漫才哲学師(非国家資格)による小説と哲学書の書評ならびに試小説。新連載「失われし時を求めて」

百年前のロサンジェルスの大雨

2018-01-09 06:52:52 | チャンドラー

 チャンドラーの「大いなる眠り」は1939年に発表されたが、雨、それも土砂降りの大雨の描写が印象的である。たしか二回以上大雨の描写がある。舞台はロサンジェルス、ハリウッドである。現在では少雨乾燥地帯となっている。山火事の頻発地帯である。まったく雨が降らないというわけでもなく、一月ころには月間10ミリか20ミリの降雨があるようだ。

  前からこの大雨が気になっていたんだがね、非常に印象的、効果的に書かれていることもあり。確かめていたわけではないが、そのころルーズベルト大統領がニューディール政策でカリフォルニアの後背地に盛んにダムを建設していたが、それで気候が一変したのだろうか。

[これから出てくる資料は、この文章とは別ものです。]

PR #498, opened 2019-07-10
167134181 fix hash alignment

JoeCohen:
Delivers [Pivotal #167134181](https://www.pivotaltracker.com/story/show/167134181)

- Changes alignment of all hashes to "key". See Slack discussion starting at https://mushroomobserver.slack.com/archives/C040TH9FV/p1562555355004800
- Update configuration so that RuboCop will complain about new AlighHash offenses and a few other offenses that are normally suppressed by .rubocop_todo.yml.


JoeCohen:
Codeclimate found 57 offenses. They (almost) all relate to extra spacing **within** hash values. In order to completely correct them with autocorrect, I need to temporarily, locally change Layout/ExtraSpacing AllowForAlignment: false.

JoeCohen:
Wrong. In almost every case, the extra space is to align other things. RuboCop allows that by default.
I think the only time extra spaces for alignment are not the default is alignment of hash values. Feels weird.

PR #500, opened 2019-07-13
Glossary rubocop cleanup

mo-nathan:
Should be no functional changes, but the files related to the glossary functionality should now pass rubocop.

### DIFF
--- a/app/models/glossary_term.rb
+++ b/app/models/glossary_term.rb
@@ -1,10 +1,15 @@
 class GlossaryTerm < AbstractModel
   require "acts_as_versioned"
 
-  belongs_to :thumb_image, class_name: "Image", foreign_key: "thumb_image_id"
+  belongs_to(:thumb_image,
+             class_name: "Image",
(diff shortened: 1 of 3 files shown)


app/models/glossary_term.rb
```diff
@@ -1,10 +1,18 @@
...
+  belongs_to(:thumb_image,
+             class_name: "Image",
+             foreign_key: "thumb_image_id",
+             inverse_of: :best_glossary_terms)
   belongs_to :user
   belongs_to :rss_log
+  # Rubocop would rather this was a has_many :through, but that
+  # requires a migration process as detailed here:
+  # chrisrolle.com/en/blog/migration-path-from-habtm-to-has_many-through
+  # rubocop:disable Rails/HasAndBelongsToMany
```
JoeCohen: Should this be disabled in .rubocop.yml?

mo-nathan: Yes.

PR #508, opened 2019-08-01
[Fixes #161497126] Country List

JoeCohen:
Delivers (Pivotal #161497126)[https://www.pivotaltracker.com/story/show/161497126]
- Clearer headings on /location/list_countries
- Add United Kingdom (so that we can deal with Observations in British Overseas Territories, like Cayman Islands).
- Refactor CountryCounter to use ActiveRecord query instead of SQL
- Refactor CountryCounterTest per refactor of CountryCounter and to remove RuboCop offenses

Manual Test
- http://localhost:3000/location/list_countries Result: Headings differ from https://mushroomobserver.org/location/list_countries
- now click on Cayman Islands, Edit Location, change Where to "Cayman Islands, United Kingdom". Result: Successfully updated location
- Go back to http://localhost:3000/location/list_countries, and reload. Result: United Kingdom listed under Countries with Observations, Cayman Island not listed under of Other Localities with Observations.

### DIFF
--- a/app/models/name/synonymy.rb
+++ b/app/models/name/synonymy.rb
@@ -13,9 +13,7 @@ class Name < AbstractModel
       if @synonyms
         @synonyms.map(&:id)
       elsif synonym_id
-        Name.connection.select_values(%(
-          SELECT id FROM names WHERE synonym_id = #{synonym_id}
-        )).map(&:to_i)
+        Name.where(synonym_id: synonym_id).pluck(:id)
       else
         [id]
       end
--- a/test/fixtures/names.yml
+++ b/test/fixtures/names.yml
@@ -153,6 +153,7 @@ conocybe_filaris: # 11
   display_name: '**__Conocybe filaris__**'
   search_name: Conocybe filaris
   sort_name: Conocybe filaris
+  synonym:                        # has no synonym
   created_at: 2007-03-19 15:51:00
   updated_at: 2007-03-19 15:51:00
 
--- a/test/models/name_test.rb
+++ b/test/models/name_test.rb
@@ -1,5 +1,8 @@
+# frozen_string_literal: true
+
 require "test_helper"
 
+# Tests for methods in models/name.rb and models/name/xxx.rb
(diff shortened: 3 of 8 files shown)


app/models/name/synonymy.rb
```diff
@@ -13,9 +13,7 @@ def synonym_ids
       if @synonyms
         @synonyms.map(&:id)
       elsif synonym_id
-        Name.connection.select_values(%(
-          SELECT id FROM names WHERE synonym_id = #{synonym_id}
-        )).map(&:to_i)
+        Name.where(synonym_id: synonym_id).pluck(:id)
```
JoeCohen: Although not related to the subject of this PR, refactored in connection with adding some coverage in order to get Coveralls to pass. See Comment on test/name_test.rb.

This ActiveRecord query is simpler and produces the same SQL as the old version.
`.map(&:to_i)` is unnecessary because `id` is the primary key and ActiveRecord primary keys **are** integers. https://edgeguides.rubyonrails.org/active_record_basics.html#schema-conventions

test/fixtures/names.yml
```diff
@@ -153,6 +153,7 @@ conocybe_filaris: # 11
   display_name: '**__Conocybe filaris__**'
   search_name: Conocybe filaris
   sort_name: Conocybe filaris
+  synonym:                        # has no synonym
```
JoeCohen: Affirmatively have no synonyms to ensure durability of test which is added in test/models/name_test.rb

test/models/name_test.rb
```diff
@@ -2639,6 +2643,32 @@ def test_suggest_alternate_spelling
                            Name.suggest_alternate_spellings("Lecanoa grandis"))
   end
 
+  def test_synonym_ids
```
JoeCohen: A convenient place to add coverage to fix Coveralls failure.
Coveralls failed in Commit #8c963439 although there were no newly uncovered lines.
So I picked some existing uncovered lines (though not related to the subject of this PR) and covered them.

PR #245, opened 2023-08-08
test(cli): add tests for deploy command

BibiSebi:
## What?
This PR includes tests for the deploy command of the CLI. Additionally it updates the Vitest version to be able to access unstubAllGlobals function which was not a part of the testing library before. Due to tests being made, some refactoring and splitting code into smaller functions was required.

## Why?

[JIRA:EXT-1895](https://storyblok.atlassian.net/browse/EXT-1895)


packages/cli/package.json
```diff
@@ -40,6 +40,6 @@
     "@types/fs-extra": "11.0.1",
     "@types/prompts": "2.4.2",
     "temp-dir": "3.0.0",
-    "vitest": "0.25.3"
+    "vitest": "0.34.1"
```
BibiSebi, line 43: made this update to try out vi.unstubAllGlobals()

packages/cli/src/commands/__tests__/deploy.test.ts
```diff
@@ -0,0 +1,77 @@
...
+  afterEach(() => {
+    vi.resetAllMocks()
+  })
+
+  afterAll(() => {
+    vi.unstubAllGlobals()
+  })
+
+  it('should exit when getPersonalAccessToken returns an error', async () => {
+    const exit = vi.fn(() => {
```
BibiSebi, line 31: currently, I am creating the stub in each of the two tests as it did not work and the stub was not reset or caught by the secondly-run test so it always failed

packages/cli/src/commands/deploy/helper.ts
```diff
@@ -37,135 +26,42 @@ type UpsertFieldPluginFunc = (args: {
...
 
-export const deploy: DeployFunc = async ({
-  skipPrompts,
-  token,
+type DecidePackageName = (params: {
+  name?: string
+  skipPrompts: boolean
+  dir: string
+}) => Promise<{ error: false; name: string } | { error: true }>
+export const getPackageName: DecidePackageName = async ({
```
eunjae-lee, line 34: oh if I read this diff correctly, are we merging `getPackageName` and `decidePackageName`? If so, I see the inconsistency to fix here:

```
export const getPackageName: DecidePackageName
```

packages/cli/src/commands/__tests__/deploy.test.ts
```diff
@@ -0,0 +1,114 @@
...
+        'Exiting Process Error',
+      )
+
+      expect(exit).toHaveBeenCalledTimes(1)
+      expect(getPersonalAccessToken).toHaveBeenCalledOnce()
+      expect(getPackageName).toHaveBeenCalledOnce()
+      expect(selectApiScope).toHaveBeenCalledTimes(0)
+    })
+
+    it.skip('should exit when existsSync returns false', async () => {
```
eunjae-lee, line 74:
```suggestion
    it('should exit when existsSync returns false', async () => {
```

packages/cli/src/commands/__tests__/deploy.test.ts
```diff
@@ -0,0 +1,114 @@
...
+
+      await expect(() => deploy(defaultDeployArgs)).rejects.toThrowError(
+        'Exiting Process Error',
+      )
+
+      expect(exit).toHaveBeenCalledTimes(1)
+      expect(getPersonalAccessToken).toHaveBeenCalledOnce()
+    })
+
+    it.skip('should exit when scope is not provided', async () => {
```
eunjae-lee, line 60:
```suggestion
    it('should exit when scope is not provided', async () => {
```

eunjae-lee (commented):
What do you think about the status of this PR?
I think we could write one more test and merge this as-is before this consumes your time too much.
What we could test more here is, to see if `upsertFieldPlugin` is being called correctly with the parameters.

After that test, in a separate PR, we can start testing those internal functions `upsertFieldPlugin`, `getPackageName`, ... but probably not now, not here.

packages/cli/src/commands/deploy/helper.ts
BibiSebi: true, going to fix it. I just wanted to make it more clear what the function does

packages/cli/src/commands/__tests__/deploy.test.ts
```diff
@@ -74,5 +91,24 @@ const defaultDeployArgs = {
   token: undefined,
   output: undefined,
   dotEnvPath: undefined,
-  scope: undefined,
+  scope: 'my-plugins',
 }
+
+const getPersonalAccessTokenSuccessMock = () =>
```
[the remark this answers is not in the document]
BibiSebi: ah yeah, great suggestion, thank you

BibiSebi:
> What do you think about the status of this PR? I think we could write one more test and merge this as-is before this consumes your time too much. What we could test more here is, to see if `upsertFieldPlugin` is being called correctly with the parameters.
> 
> After that test, in a separate PR, we can start testing those internal functions `upsertFieldPlugin`, `getPackageName`, ... but probably not now, not here.

@eunjae-lee you are right, I added two more test cases. Did not test everthing but lets say at leas 40% is now tested. I think we can merge if there are no issues, otherwise its also going to blow up fast as it also requires refactoring

packages/cli/src/commands/__tests__/deploy.test.ts
```diff
@@ -23,7 +30,7 @@ describe('deploy', () => {
 
   describe('skipping prompts', () => {
     it('should exit if scope is not provided', async () => {
-      await expect(() =>
+      await expect(
```
eunjae-lee: Don't you need `() =>` here? From my memory, when you're testing asynchronous functions like this, you have to pass a function to `expect()`, not a function call 🤔

BibiSebi: yeah I know what you mean but I tested it and it worked without it too. Can you maybe also check on your computer, maybe it is because of the vitest version update.

eunjae-lee: Ah, it worked on my mac. 

I guess both ways are supported!

Screenshot 2023-08-10 at 11 58 50

https://vitest.dev/api/expect.html#resolves

PR #249, opened 2023-08-11
docs(sandbox): add new documentation links

demetriusfeijoo:
## What?

Add other relevant documentation links inside the Help dropdown menu.

Screenshot 2023-08-11 at 09 39 21

## Why?

JIRA: EXT-1537

After the creation of our new field-plugin library, a new documentation was created and they should be referenced inside our Sandbox tool.

### DIFF
--- a/.github/dependabot.yml
+++ b/.github/dependabot.yml
@@ -6,14 +6,17 @@
 
 version: 2
 updates:
-  - package-ecosystem: "npm" # See documentation for possible values
-    directory: "/" # Location of package manifests
+  - package-ecosystem: 'npm' # See documentation for possible values
+    directory: '/' # Location of package manifests
     schedule:
-      interval: "weekly"
-      time: "19:00"
-      timezone: "Europe/Vienna"
-      day: "thursday"
+      interval: 'weekly'
+      time: '19:00'
+      timezone: 'Europe/Vienna'
+      day: 'thursday'
+    ignore:
+      - dependency-name: '*'
+        update-types: ['version-update:semver-major']
     groups:
       all:
         patterns:
-          - "*"
+          - '*'
--- a/.github/workflows/pr-title.yml
+++ b/.github/workflows/pr-title.yml
@@ -1,6 +1,6 @@
 on:
   pull_request:
-    types: [ opened, edited, synchronize, reopened ]
+    types: [opened, edited, synchronize, reopened]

  大いなる眠りはチャンドラーの長編では処女作だが、その後の彼の長編では雨のカリフォルニアは描かれていないようだ。もっとも「大いなる眠り」はその前に書いた短編、たしか「雨の殺人者」のアマルガメイションだった。この作品の書かれた年代は記憶にないが、このころはまだニューディール実施前だった可能性が高い。

  それとも、この大雨の描写は全くのチャンドラーの創作だったのか。現在の東京の冬を屋久島の夏のような高温多雨の気候と設定した趣向だったのか。